Work request>
Set down the records that follow in full and without changes.

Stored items
=== Section Start ===
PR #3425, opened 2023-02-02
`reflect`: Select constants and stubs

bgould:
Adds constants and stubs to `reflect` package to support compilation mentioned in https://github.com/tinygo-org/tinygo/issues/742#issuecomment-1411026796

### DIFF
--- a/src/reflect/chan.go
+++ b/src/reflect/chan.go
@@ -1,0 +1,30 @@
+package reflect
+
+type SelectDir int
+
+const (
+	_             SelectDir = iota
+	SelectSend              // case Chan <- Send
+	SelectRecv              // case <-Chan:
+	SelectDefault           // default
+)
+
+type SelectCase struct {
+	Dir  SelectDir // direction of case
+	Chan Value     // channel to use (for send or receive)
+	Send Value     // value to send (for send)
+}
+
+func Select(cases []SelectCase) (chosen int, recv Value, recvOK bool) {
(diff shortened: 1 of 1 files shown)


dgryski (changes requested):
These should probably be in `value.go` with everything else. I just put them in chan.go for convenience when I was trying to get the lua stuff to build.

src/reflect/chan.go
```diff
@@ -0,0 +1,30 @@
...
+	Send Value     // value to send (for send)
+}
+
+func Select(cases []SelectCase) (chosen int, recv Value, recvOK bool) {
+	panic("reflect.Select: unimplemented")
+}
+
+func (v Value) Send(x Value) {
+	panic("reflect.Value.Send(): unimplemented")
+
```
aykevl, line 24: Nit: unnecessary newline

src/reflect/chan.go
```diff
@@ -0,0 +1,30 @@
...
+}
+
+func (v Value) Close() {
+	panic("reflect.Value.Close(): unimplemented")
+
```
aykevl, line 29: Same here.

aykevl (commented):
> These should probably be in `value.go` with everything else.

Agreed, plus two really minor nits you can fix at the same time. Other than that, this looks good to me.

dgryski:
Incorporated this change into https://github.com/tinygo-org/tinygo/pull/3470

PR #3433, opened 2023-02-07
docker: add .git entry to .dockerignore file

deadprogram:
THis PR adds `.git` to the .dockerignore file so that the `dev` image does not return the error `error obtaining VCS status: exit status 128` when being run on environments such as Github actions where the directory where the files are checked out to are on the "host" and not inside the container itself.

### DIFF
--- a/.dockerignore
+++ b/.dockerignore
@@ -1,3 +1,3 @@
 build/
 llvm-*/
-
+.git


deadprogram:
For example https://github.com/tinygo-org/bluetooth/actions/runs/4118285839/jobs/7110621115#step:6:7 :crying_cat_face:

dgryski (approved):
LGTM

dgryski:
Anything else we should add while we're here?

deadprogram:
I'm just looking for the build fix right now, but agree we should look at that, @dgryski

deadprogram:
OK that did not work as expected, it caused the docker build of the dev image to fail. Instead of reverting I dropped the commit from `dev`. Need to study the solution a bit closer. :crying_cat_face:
=== Section End ===
Exercise result>
PR #3425, opened 2023-02-02
`reflect`: Select constants and stubs

bgould:
Adds constants and stubs to `reflect` package to support compilation mentioned in https://github.com/tinygo-org/tinygo/issues/742#issuecomment-1411026796

### DIFF
--- a/src/reflect/chan.go
+++ b/src/reflect/chan.go
@@ -1,0 +1,30 @@
+package reflect
+
+type SelectDir int
+
+const (
+	_             SelectDir = iota
+	SelectSend              // case Chan <- Send
+	SelectRecv              // case <-Chan:
+	SelectDefault           // default
+)
+
+type SelectCase struct {
+	Dir  SelectDir // direction of case
+	Chan Value     // channel to use (for send or receive)
+	Send Value     // value to send (for send)
+}
+
+func Select(cases []SelectCase) (chosen int, recv Value, recvOK bool) {
(diff shortened: 1 of 1 files shown)


dgryski (changes requested):
These should probably be in `value.go` with everything else. I just put them in chan.go for convenience when I was trying to get the lua stuff to build.

src/reflect/chan.go
```diff
@@ -0,0 +1,30 @@
...
+	Send Value     // value to send (for send)
+}
+
+func Select(cases []SelectCase) (chosen int, recv Value, recvOK bool) {
+	panic("reflect.Select: unimplemented")
+}
+
+func (v Value) Send(x Value) {
+	panic("reflect.Value.Send(): unimplemented")
+
```
aykevl, line 24: Nit: unnecessary newline

src/reflect/chan.go
```diff
@@ -0,0 +1,30 @@
...
+}
+
+func (v Value) Close() {
+	panic("reflect.Value.Close(): unimplemented")
+
```
aykevl, line 29: Same here.

aykevl (commented):
> These should probably be in `value.go` with everything else.

Agreed, plus two really minor nits you can fix at the same time. Other than that, this looks good to me.

dgryski:
Incorporated this change into https://github.com/tinygo-org/tinygo/pull/3470

PR #3433, opened 2023-02-07
docker: add .git entry to .dockerignore file

deadprogram:
THis PR adds `.git` to the .dockerignore file so that the `dev` image does not return the error `error obtaining VCS status: exit status 128` when being run on environments such as Github actions where the directory where the files are checked out to are on the "host" and not inside the container itself.

### DIFF
--- a/.dockerignore
+++ b/.dockerignore
@@ -1,3 +1,3 @@
 build/
 llvm-*/
-
+.git


deadprogram:
For example https://github.com/tinygo-org/bluetooth/actions/runs/4118285839/jobs/7110621115#step:6:7 :crying_cat_face:

dgryski (approved):
LGTM

dgryski:
Anything else we should add while we're here?

deadprogram:
I'm just looking for the build fix right now, but agree we should look at that, @dgryski

deadprogram:
OK that did not work as expected, it caused the docker build of the dev image to fail. Instead of reverting I dropped the commit from `dev`. Need to study the solution a bit closer. :crying_cat_face:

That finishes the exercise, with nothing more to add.